Bob pursed his lips. “Um. Yeah. No clue.”

“What if . . . ?” I felt short of breath. I hardly wanted to say it. “What if I’m not . . . ?”

Bob’s eyes widened. “Oh. Oooooohhhhhhhh. Uriel’s people—Murphy’s dad and so on—did they say anything about your body?”

“That it wasn’t available,” I said.

“But not that it was gone?” Bob pressed.

“No,” I said. “They . . . they didn’t say that.”

“Wow,” Bob said, eyes wide.

Mine probably were, too. “What do I do?”

“How the hell should I know, man?” Bob asked. “I’ve never had a soul or a body. What did they tell you to do?”

“Find my killer,” I said. “But . . . that means I’m dead, right?”

Bob waved a hand. “Harry. Dead isn’t . . . Look, even by terms of the nonsupernatural, dead is a really fuzzy area. Even mortal medicine regards death as a kind of process more than a state of being—a reversible process, in some circumstances.”

“What are you getting at?” I asked.

“There’s a difference between dead and . . . and gone.”

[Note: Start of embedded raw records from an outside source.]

PR #3391, opened 2024-10-25
improve logging: always log events for accId=0

adbenitez:
That "global"(accid=0) account manager events where never logged at all was a bug

This PR also log other accounts' events if the developer mode is enabled, his can be useful to debug multi-account problems like backgroundFetch()

### DIFF
--- a/src/main/java/org/thoughtcrime/securesms/connect/DcEventCenter.java
+++ b/src/main/java/org/thoughtcrime/securesms/connect/DcEventCenter.java
@@ -12,7 +12,6 @@ import com.b44t.messenger.DcEvent;
 import org.thoughtcrime.securesms.ApplicationContext;
 import org.thoughtcrime.securesms.R;
 import org.thoughtcrime.securesms.service.FetchForegroundService;
-import org.thoughtcrime.securesms.util.Prefs;
 import org.thoughtcrime.securesms.util.Util;
 
 import java.util.ArrayList;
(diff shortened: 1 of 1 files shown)


src/main/java/org/thoughtcrime/securesms/connect/DcEventCenter.java
```diff
@@ -187,7 +188,26 @@ public long handleEvent(@NonNull DcEvent event) {
         return 0;
     }
 
+    boolean devMode = Prefs.isDeveloperModeEnabled(context);
+    String logPrefix = devMode? "[accId="+accountId + "] " : "";
+
     if (accountId != context.dcContext.getAccountId()) {
```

I swallowed. “So . . . what do I do?”

Bob lunged to his feet. “What do you do?” He pointed at the table of Mother Butters’s feast food. “You’ve got that to maybe get back to, and you’re asking me what to do? You find your freaking killer! We’ll both do it! I’ll totally help!”

The light in the room suddenly turned red. A red-alert sound I remembered from old episodes of Star Trek buzzed through the air.

“Uh,” I said, “what the hell is that?”

“Butters calling me,” Bob said, leaping to his feet. The form of the young man, who I now realized must have looked a lot like Butters when he was a kid, only taller, started coming apart into the sparks of a wood fire. “Come on,” Bob said. “Let’s go.”